PR #1457, opened 2026-07-10
Steam: global seconds-per-gram weight calibration (pitcher-agnostic)

loganross2001:
## What

Replaces the **per-pitcher** weight-timed steam calibration with a **single global "seconds per gram of milk"** rate. Calibrate once; every pitcher then finishes at the same temperature regardless of milk volume.

## Why

Today each steam-pitcher preset carries its own `calibMilkG` + `duration`, and the stop time is `duration × (milk / calibMilkG)` — **per pitcher**. So calibrating the large pitcher does nothing for the small one; switch pitchers and the calibration is effectively gone. Yet the section's own help text already promises *"calibrate once — a small or large pitcher both finish at the same temperature."* The copy describes the desired behavior; the implementation didn't deliver it.

Physically, steam time to bring milk to temperature is driven by **milk mass** (× ΔT ÷ steam power) — so at a consistent steam flow, **seconds-per-gram is the same across pitchers**. A single global rate is both simpler and what the feature already claims to do.

## How

- New `Settings.brew.steamSecondsPerGram` (default 0 = uncalibrated), serialized for portability.
- `scaledSteamTime()` now returns `qBound(5, qRound(secPerGram × milkG), 120)`, keeping the existing gates (weight-timing enabled, preset not disabled, milk present, rate set). No longer reads per-preset `calibMilkG`/`duration` for scaling.
- `calibrateSteamFromReference(milkG, timeSec)` sets `rate = timeSec / milkG`. The SteamPage **"Use last steam"** button calls it with the last session's measured milk + steam time (calibrate straight from a good pour); a manual ± control is also provided.
- **One-time, sentinel-guarded migration** seeds the global rate from an existing calibrated preset (`duration / calibMilkG`) so upgraders keep their calibration. The sentinel (`steam/steamRateMigrated`), not `rate <= 0`, is the guard — so a user who deliberately sets the rate (including to 0) is never re-seeded.
- The per-pitcher `calibMilkG` / `setSteamPitcherCalibration` are **left in place** — no longer used for scaling, but still read by display code (the steam-plan hint); freshly-calibrated users (`calibMilkG == 0`) degrade gracefully there.
- SteamPage UI: the per-pitcher "Reference milk" stepper is replaced by a global rate readout + manual adjust + "Use last steam". The master weight-timing toggle is unchanged.

Theme tokens + i18n + accessibility throughout; unit tests updated to drive the global rate.

## Note for reviewers

The migration is one-time (sentinel `steam/steamRateMigrated`) and runs at construction. Restoring an **old, pre-feature backup** afterward brings back per-preset `calibMilkG` but won't re-run the seed, so `steamSecondsPerGram` stays 0 (weight-timing off until re-calibrated). It degrades safely — base duration is used, no crash — and the "Weight-timed: Xg→Ys" hint still renders from the restored `calibMilkG`. Flagging as a design edge, not a defect; happy to add an import-time re-seed if you'd prefer.

### DIFF
--- a/src/core/settings_brew.cpp
+++ b/src/core/settings_brew.cpp
@@ -68,6 +68,34 @@ SettingsBrew::SettingsBrew(QObject* parent)
         m_settings.setValue("flush/presets", QJsonDocument(defaults).toJson());
     }
 
+    // One-time migration: weight-timed steaming is now a GLOBAL seconds-per-gram
+    // rate (same steam flow on every pitcher) instead of per-pitcher reference milk.
+    // Existing calibrated users had (calibMilkG, duration) stored per preset; seed
+    // the global rate from the first preset that has both so they aren't reset. Runs
+    // after the preset-seeding block above so the presets are present. Done in the
+    // ctor (not the getter) to avoid a const getter mutating QSettings mid-read.
+    //
+    // Gated by a run-once SENTINEL, not by "rate <= 0" — legacy calibMilkG is left in
+    // place (other readers still use it), so a bare "rate <= 0" guard would re-seed the
+    // old rate every launch and silently undo a user who deliberately uncalibrated
+    // (the new ± control allows 0).
+    if (!m_settings.value("steam/steamRateMigrated", false).toBool()) {
+        if (m_settings.value("steam/steamSecondsPerGram", 0.0).toDouble() <= 0.0) {
+            QByteArray data = m_settings.value("steam/pitcherPresets").toByteArray();
+            QJsonArray arr = QJsonDocument::fromJson(data).array();
+            for (const QJsonValue& v : arr) {
+                QJsonObject preset = v.toObject();
+                double calibMilk = preset.value("calibMilkG").toDouble(0.0);
+                double duration  = preset.value("duration").toDouble(0.0);
+                if (calibMilk > 0.0 && duration > 0.0) {
+                    m_settings.setValue("steam/steamSecondsPerGram", duration / calibMilk);
+                    break;  // first calibrated preset wins
+                }
+            }
+        }
+        m_settings.setValue("steam/steamRateMigrated", true);
+    }
+
     // Load persistent brew overrides into the cache (Settings used to do this).
     m_hasTemperatureOverride = m_settings.value("brew/hasTemperatureOverride", false).toBool();
     if (m_hasTemperatureOverride) {
@@ -202,6 +230,25 @@ void SettingsBrew::setLastSteamTimeS(double s) {
         m_settings.setValue("steam/lastSteamTimeS", s);
         emit lastSteamTimeSChanged();
     }
+}
+
+double SettingsBrew::steamSecondsPerGram() const {
+    return m_settings.value("steam/steamSecondsPerGram", 0.0).toDouble();
+}
+void SettingsBrew::setSteamSecondsPerGram(double secPerGram) {
+    if (secPerGram < 0) secPerGram = 0;  // 0 = uncalibrated; never negative
+    if (!qFuzzyCompare(1.0 + steamSecondsPerGram(), 1.0 + secPerGram)) {
+        m_settings.setValue("steam/steamSecondsPerGram", secPerGram);
+        emit steamSecondsPerGramChanged();
+    }
+}
+
+void SettingsBrew::calibrateSteamFromReference(double milkG, double timeSec) {
+    if (milkG <= 0.0 || timeSec <= 0.0) return;  // guarded — need both to derive a rate
+    setSteamSecondsPerGram(timeSec / milkG);
+    // Weight-timed steaming is off by default; calibrating is the explicit opt-in,
+    // mirroring the old per-pitcher setSteamPitcherCalibration behaviour.
+    setMilkAutoCaptureEnabled(true);
 }
 
 bool SettingsBrew::doseCaptureSoundEnabled() const {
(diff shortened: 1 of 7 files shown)


src/core/settings_brew.cpp
```diff
@@ -436,10 +483,12 @@ int SettingsBrew::scaledSteamTime(int index, double milkG) const {
...
     QVariantMap p = getSteamPitcherPreset(index);
     if (p.isEmpty() || p.value("disabled").toBool()) return 0;
-    double calibMilk = p.value("calibMilkG", 0.0).toDouble();
-    double duration  = p.value("duration", 0.0).toDouble();
-    if (calibMilk <= 0.0 || duration <= 0.0 || milkG <= 0.0) return 0;
-    return qBound(5, qRound(duration * (milkG / calibMilk)), 120);
+    if (milkG <= 0.0) return 0;
+    // Pitcher-agnostic: one global seconds-per-gram rate for every pitcher (same
+    // steam flow), no longer reads the per-preset calibMilkG/duration for scaling.
+    double secPerGram = steamSecondsPerGram();
```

___

-- Task objective --
Your answer should be all of the records, transcribed exactly.

-- Written reply --
PR #1457, opened 2026-07-10
Steam: global seconds-per-gram weight calibration (pitcher-agnostic)

loganross2001:
## What

Replaces the **per-pitcher** weight-timed steam calibration with a **single global "seconds per gram of milk"** rate. Calibrate once; every pitcher then finishes at the same temperature regardless of milk volume.

## Why

Today each steam-pitcher preset carries its own `calibMilkG` + `duration`, and the stop time is `duration × (milk / calibMilkG)` — **per pitcher**. So calibrating the large pitcher does nothing for the small one; switch pitchers and the calibration is effectively gone. Yet the section's own help text already promises *"calibrate once — a small or large pitcher both finish at the same temperature."* The copy describes the desired behavior; the implementation didn't deliver it.

Physically, steam time to bring milk to temperature is driven by **milk mass** (× ΔT ÷ steam power) — so at a consistent steam flow, **seconds-per-gram is the same across pitchers**. A single global rate is both simpler and what the feature already claims to do.

## How

- New `Settings.brew.steamSecondsPerGram` (default 0 = uncalibrated), serialized for portability.
- `scaledSteamTime()` now returns `qBound(5, qRound(secPerGram × milkG), 120)`, keeping the existing gates (weight-timing enabled, preset not disabled, milk present, rate set). No longer reads per-preset `calibMilkG`/`duration` for scaling.
- `calibrateSteamFromReference(milkG, timeSec)` sets `rate = timeSec / milkG`. The SteamPage **"Use last steam"** button calls it with the last session's measured milk + steam time (calibrate straight from a good pour); a manual ± control is also provided.
- **One-time, sentinel-guarded migration** seeds the global rate from an existing calibrated preset (`duration / calibMilkG`) so upgraders keep their calibration. The sentinel (`steam/steamRateMigrated`), not `rate <= 0`, is the guard — so a user who deliberately sets the rate (including to 0) is never re-seeded.
- The per-pitcher `calibMilkG` / `setSteamPitcherCalibration` are **left in place** — no longer used for scaling, but still read by display code (the steam-plan hint); freshly-calibrated users (`calibMilkG == 0`) degrade gracefully there.
- SteamPage UI: the per-pitcher "Reference milk" stepper is replaced by a global rate readout + manual adjust + "Use last steam". The master weight-timing toggle is unchanged.

Theme tokens + i18n + accessibility throughout; unit tests updated to drive the global rate.

## Note for reviewers

The migration is one-time (sentinel `steam/steamRateMigrated`) and runs at construction. Restoring an **old, pre-feature backup** afterward brings back per-preset `calibMilkG` but won't re-run the seed, so `steamSecondsPerGram` stays 0 (weight-timing off until re-calibrated). It degrades safely — base duration is used, no crash — and the "Weight-timed: Xg→Ys" hint still renders from the restored `calibMilkG`. Flagging as a design edge, not a defect; happy to add an import-time re-seed if you'd prefer.

### DIFF
--- a/src/core/settings_brew.cpp
+++ b/src/core/settings_brew.cpp
@@ -68,6 +68,34 @@ SettingsBrew::SettingsBrew(QObject* parent)
         m_settings.setValue("flush/presets", QJsonDocument(defaults).toJson());
     }
 
+    // One-time migration: weight-timed steaming is now a GLOBAL seconds-per-gram
+    // rate (same steam flow on every pitcher) instead of per-pitcher reference milk.
+    // Existing calibrated users had (calibMilkG, duration) stored per preset; seed
+    // the global rate from the first preset that has both so they aren't reset. Runs
+    // after the preset-seeding block above so the presets are present. Done in the
+    // ctor (not the getter) to avoid a const getter mutating QSettings mid-read.
+    //
+    // Gated by a run-once SENTINEL, not by "rate <= 0" — legacy calibMilkG is left in
+    // place (other readers still use it), so a bare "rate <= 0" guard would re-seed the
+    // old rate every launch and silently undo a user who deliberately uncalibrated
+    // (the new ± control allows 0).
+    if (!m_settings.value("steam/steamRateMigrated", false).toBool()) {
+        if (m_settings.value("steam/steamSecondsPerGram", 0.0).toDouble() <= 0.0) {
+            QByteArray data = m_settings.value("steam/pitcherPresets").toByteArray();
+            QJsonArray arr = QJsonDocument::fromJson(data).array();
+            for (const QJsonValue& v : arr) {
+                QJsonObject preset = v.toObject();
+                double calibMilk = preset.value("calibMilkG").toDouble(0.0);
+                double duration  = preset.value("duration").toDouble(0.0);
+                if (calibMilk > 0.0 && duration > 0.0) {
+                    m_settings.setValue("steam/steamSecondsPerGram", duration / calibMilk);
+                    break;  // first calibrated preset wins
+                }
+            }
+        }
+        m_settings.setValue("steam/steamRateMigrated", true);
+    }
+
     // Load persistent brew overrides into the cache (Settings used to do this).
     m_hasTemperatureOverride = m_settings.value("brew/hasTemperatureOverride", false).toBool();
     if (m_hasTemperatureOverride) {
@@ -202,6 +230,25 @@ void SettingsBrew::setLastSteamTimeS(double s) {
         m_settings.setValue("steam/lastSteamTimeS", s);
         emit lastSteamTimeSChanged();
     }
+}
+
+double SettingsBrew::steamSecondsPerGram() const {
+    return m_settings.value("steam/steamSecondsPerGram", 0.0).toDouble();
+}
+void SettingsBrew::setSteamSecondsPerGram(double secPerGram) {
+    if (secPerGram < 0) secPerGram = 0;  // 0 = uncalibrated; never negative
+    if (!qFuzzyCompare(1.0 + steamSecondsPerGram(), 1.0 + secPerGram)) {
+        m_settings.setValue("steam/steamSecondsPerGram", secPerGram);
+        emit steamSecondsPerGramChanged();
+    }
+}
+
+void SettingsBrew::calibrateSteamFromReference(double milkG, double timeSec) {
+    if (milkG <= 0.0 || timeSec <= 0.0) return;  // guarded — need both to derive a rate
+    setSteamSecondsPerGram(timeSec / milkG);
+    // Weight-timed steaming is off by default; calibrating is the explicit opt-in,
+    // mirroring the old per-pitcher setSteamPitcherCalibration behaviour.
+    setMilkAutoCaptureEnabled(true);
 }
 
 bool SettingsBrew::doseCaptureSoundEnabled() const {
(diff shortened: 1 of 7 files shown)


src/core/settings_brew.cpp
```diff
@@ -436,10 +483,12 @@ int SettingsBrew::scaledSteamTime(int index, double milkG) const {
...
     QVariantMap p = getSteamPitcherPreset(index);
     if (p.isEmpty() || p.value("disabled").toBool()) return 0;
-    double calibMilk = p.value("calibMilkG", 0.0).toDouble();
-    double duration  = p.value("duration", 0.0).toDouble();
-    if (calibMilk <= 0.0 || duration <= 0.0 || milkG <= 0.0) return 0;
-    return qBound(5, qRound(duration * (milkG / calibMilk)), 120);
+    if (milkG <= 0.0) return 0;
+    // Pitcher-agnostic: one global seconds-per-gram rate for every pitcher (same
+    // steam flow), no longer reads the per-preset calibMilkG/duration for scaling.
+    double secPerGram = steamSecondsPerGram();
```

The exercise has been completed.